The 2012 Foreclosure Reduction Act will improve the foreclosure process, not hamper it. Specifically:
- Timelines Remain in Servicer Control: The timing and processing of foreclosures will remain squarely in the control of servicers who are efficiently complying with the law in reviewing loan modification applications.
- No Structural Changes: The bill does not change the structure of the non-judicial foreclosure process or dictate to servicers the length of time to process a loan modification application.
- Early Review Should Accelerate the Foreclosure Process: These reforms will speed up the processing of foreclosures for those borrowers without options to avoid foreclosure while also standardizing the loss mitigation process for servicers.
- Builds on Existing Servicing Standards: The HAMP Program, GSE Servicing Standards (used by Fannie Mae and Freddie Mac) and the AG Settlement have all adopted similar dual tracking restrictions to those required by this bill. If anything, these reforms should expedite the foreclosure process by requiring loan modification decisions before the Notice of Default (NOD) is filed, allowing for faster processing of borrowers after a NOD is filed.
The bill will limit foreclosure-related litigation by clarifying who may bring actions, and for what types of relief.

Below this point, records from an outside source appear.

PR #160, opened 2022-11-25
Add `Spec.ConvergeTowardsHighWatermark`

iksaif:
LW/HW are supposed to reduce oscillations, but when you have 1000 replicas with 20% between LW and HW you often end up with more than a hundred un-needed replicas.

Setting `Spec.ConvergeTowardsHighWatermark` will slowly downscale by `Spec.ReplicaScalingAbsoluteModulo` at a time, and only if the forecasted usage stays bellow the highwatermark.

The existing scale down cooldown mechanisms will be respected.

### DIFF
--- a/controllers/replica_calculator.go
+++ b/controllers/replica_calculator.go
@@ -286,7 +286,7 @@ func tryToConvergeToHw(logger logr.Logger, currentReplicas, currentReadyReplicas
 	setCondition(wpa, v1alpha1.WatermarkPodAutoscalerStatusConvergeToHighWatermark, corev1.ConditionTrue, convergeToHighWatermarkAllowedMessage, convergeToHighWatermarkAllowedReason)
 
 	// This should stay under HW
-	logger.Info("Trying to scale down to convert to HW", "replicaCount", replicaCount, "currentReadyReplicas", currentReadyReplicas, "currentReplicasAfterDownscale", currentReplicasAfterDownscale, "currentReadyReplicasAfterDownscale", currentReadyReplicasAfterDownscale, "adjustedUsageAfterDownscale", adjustedUsageAfterDownscale, "highMark", highMark.MilliValue())
+	logger.Info("Trying to scale down to converge to HW", "replicaCount", replicaCount, "currentReadyReplicas", currentReadyReplicas, "currentReplicasAfterDownscale", currentReplicasAfterDownscale, "currentReadyReplicasAfterDownscale", currentReadyReplicasAfterDownscale, "adjustedUsageAfterDownscale", adjustedUsageAfterDownscale, "highMark", highMark.MilliValue())
 	return currentReplicasAfterDownscale
 }
 
--- a/controllers/replica_calculator.go
+++ b/controllers/replica_calculator.go
@@ -26,10 +26,12 @@ import (
 )
 
 const (
-	aboveHighWatermarkAllowedMessage = "Allow upscaling if the value stays over the Watermark"
-	belowLowWatermarkAllowedMessage  = "Allow downscaling if the value stays under the Watermark"
-	aboveHighWatermarkReason         = "Value above High Watermark"
-	belowLowWatermarkReason          = "Value above Low Watermark"
+	aboveHighWatermarkAllowedMessage      = "Allow upscaling if the value stays over the Watermark"
+	belowLowWatermarkAllowedMessage       = "Allow downscaling if the value stays under the Watermark"
+	convergeToHighWatermarkAllowedMessage = "Allow downscaling to convert to the High Watermark"
+	aboveHighWatermarkReason              = "Value above High Watermark"
+	belowLowWatermarkReason               = "Value above Low Watermark"
+	convergeToHighWatermarkAllowedReason  = "Value between Watermarks"
 )
 
 // ReplicaCalculation is used to compute the scaling recommendation.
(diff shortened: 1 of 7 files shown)


controllers/replica_calculator.go
```diff
@@ -212,6 +214,89 @@ func (c *ReplicaCalculator) GetResourceReplicas(logger logr.Logger, target *auto
 	return ReplicaCalculation{replicaCount, utilizationQuantity, timestamp, int32(readyPodCount)}, nil
 }
 
+func Max(x, y int32) int32 {
```
clamoriniere, line 217: this function can be private and be rename to `maxInt32`

```suggestion
func maxInt32(x, y int32) int32 {
```

clamoriniere: I see lot of: 
`int32(math.Ceil(float64(..),float64(..))`, `int32(math.Mod(float64(..),float64(..))` or `int32(math.Floor(float64(..),float64(..))` in the following code change.

It would be nice to create a package `math32` to extract these functions and make the code more pleasant to read.

controllers/replica_calculator.go
```diff
@@ -212,6 +214,89 @@ func (c *ReplicaCalculator) GetResourceReplicas(logger logr.Logger, target *auto
...
+	setCondition(wpa, v1alpha1.WatermarkPodAutoscalerStatusBelowLowWatermark, corev1.ConditionFalse, belowLowWatermarkReason, belowLowWatermarkAllowedMessage)
+	setCondition(wpa, v1alpha1.WatermarkPodAutoscalerStatusConvergeToHighWatermark, corev1.ConditionFalse, convergeToHighWatermarkAllowedMessage, convergeToHighWatermarkAllowedReason)
+
+	// returning the currentReplicas instead of the count of healthy ones to be consistent with the upstream behavior.
+	return currentReplicas
+}
+
+// tryToConvergeToHw will try to make the replicaCount slowly converge to high watermark but make sure that it does
+//
+//	not trigger a downscale that would put usage above HW
```
clamoriniere, line 276:
```suggestion
// tryToConvergeToHw will try to make the replicaCount slowly converge to high watermark but make sure that it does
// not trigger a downscale that would put usage above HW
```

clamoriniere (commented):
few nits to make the code easier to read.

controllers/replica_calculator.go
iksaif: done

controllers/replica_calculator.go
```diff
@@ -212,62 +215,117 @@ func (c *ReplicaCalculator) GetResourceReplicas(logger logr.Logger, target *auto
...
+// not trigger a downscale that would put usage above HW
+func tryToConvergeToHw(logger logr.Logger, currentReplicas, currentReadyReplicas int32, wpa *v1alpha1.WatermarkPodAutoscaler, adjustedUsage float64, lowMark, highMark *resource.Quantity) (replicaCount int32) {
+
+	downScaleBy := *wpa.Spec.ReplicaScalingAbsoluteModulo
+	currentReplicasAfterDownscale := math32.Max(currentReplicas-downScaleBy, 1)
+	currentReadyReplicasAfterDownscale := math32.Max(currentReadyReplicas-downScaleBy, 0)
 
-		// returning the currentReplicas instead of the count of healthy ones to be consistent with the upstream behavior.
-		return currentReplicas, utilizationQuantity.MilliValue()
+	adjustedUsageAfterDownscale := math.Ceil(adjustedUsage * float64(currentReadyReplicas) / float64(currentReadyReplicasAfterDownscale))
```
CharlyF, line 276: if downscale by is > currentReadyReplicas, currentReadyReplicasAfterDownscale would be 0 or am I missing something?

controllers/replica_calculator.go
```diff
@@ -212,62 +215,117 @@ func (c *ReplicaCalculator) GetResourceReplicas(logger logr.Logger, target *auto
...
+		return getReplicaCountWithinBounds(currentReplicas, wpa)
 	}
 
-	restrictedScaling.With(labelsWithReason).Set(0)
+	setCondition(wpa, v1alpha1.WatermarkPodAutoscalerStatusAboveHighWatermark, corev1.ConditionFalse, aboveHighWatermarkReason, aboveHighWatermarkAllowedMessage)
+	setCondition(wpa, v1alpha1.WatermarkPodAutoscalerStatusBelowLowWatermark, corev1.ConditionFalse, belowLowWatermarkReason, belowLowWatermarkAllowedMessage)
+	setCondition(wpa, v1alpha1.WatermarkPodAutoscalerStatusConvergeToHighWatermark, corev1.ConditionTrue, convergeToHighWatermarkAllowedMessage, convergeToHighWatermarkAllowedReason)
+
+	// This should stay under HW
+	logger.Info("Trying to scale down to convert to HW", "replicaCount", replicaCount, "currentReadyReplicas", currentReadyReplicas, "currentReplicasAfterDownscale", currentReplicasAfterDownscale, "currentReadyReplicasAfterDownscale", currentReadyReplicasAfterDownscale, "adjustedUsageAfterDownscale", adjustedUsageAfterDownscale, "highMark", highMark.MilliValue())
```
CharlyF, line 289:
```suggestion
	logger.Info("Trying to scale down to converge to HW", "replicaCount", replicaCount, "currentReadyReplicas", currentReadyReplicas, "currentReplicasAfterDownscale", currentReplicasAfterDownscale, "currentReadyReplicasAfterDownscale", currentReadyReplicasAfterDownscale, "adjustedUsageAfterDownscale", adjustedUsageAfterDownscale, "highMark", highMark.MilliValue())
```

controllers/replica_calculator.go
```diff
@@ -212,62 +215,117 @@ func (c *ReplicaCalculator) GetResourceReplicas(logger logr.Logger, target *auto
...
+	if int64(adjustedUsageAfterDownscale) > highMark.MilliValue() {
+		// This would result in a downscale, give up
+		logger.Info("Scaling down would likely make usage go above HW", "replicaCount", replicaCount, "currentReadyReplicas", currentReadyReplicas, "currentReadyReplicasAfterDownscale", currentReadyReplicasAfterDownscale, "adjustedUsageAfterDownscale", adjustedUsageAfterDownscale, "highMark", highMark.MilliValue())
+		return getReplicaCountWithinBounds(currentReplicas, wpa)
 	}
 
-	restrictedScaling.With(labelsWithReason).Set(0)
+	setCondition(wpa, v1alpha1.WatermarkPodAutoscalerStatusAboveHighWatermark, corev1.ConditionFalse, aboveHighWatermarkReason, aboveHighWatermarkAllowedMessage)
+	setCondition(wpa, v1alpha1.WatermarkPodAutoscalerStatusBelowLowWatermark, corev1.ConditionFalse, belowLowWatermarkReason, belowLowWatermarkAllowedMessage)
+	setCondition(wpa, v1alpha1.WatermarkPodAutoscalerStatusConvergeToHighWatermark, corev1.ConditionTrue, convergeToHighWatermarkAllowedMessage, convergeToHighWatermarkAllowedReason)
```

Specifically, the bill:
- Narrows Current Law on Private Actions: Some in the industry have argued that borrowers may already have a right to bring private actions, as a result of court-based precedents. This bill will help clarify and limit the types of actions that can be brought, and clarifies and limits the types of relief that can be offered. For example, only injunctive relief can be provided prior to a foreclosure sale, and post-sale statutory damages are limited to actual economic damages. Only willful and reckless conduct by the servicers is subject to statutory damage awards.
- Limits Claims to Material Violations: Borrowers may only bring actions for material violations, and attorney fees can only be awarded – at the court's discretion – for prevailing plaintiffs. Attorneys will be unlikely to bring actions unless they believe the violation meets the materiality standard and has a reasonable likelihood of success.
- Adds Broad Right to Cure: The bill has added a broad right to cure, allowing servicers to avoid liability by correcting violations up to the point of recording a deed of sale.
- Protections Will Limit Actions: The bill offers mechanisms to REDUCE litigation by requiring a single point of contact, implementing dual track restrictions, and providing servicers with a right to cure. These measures are designed to ensure adequate communication between parties and to avoid unnecessary litigation.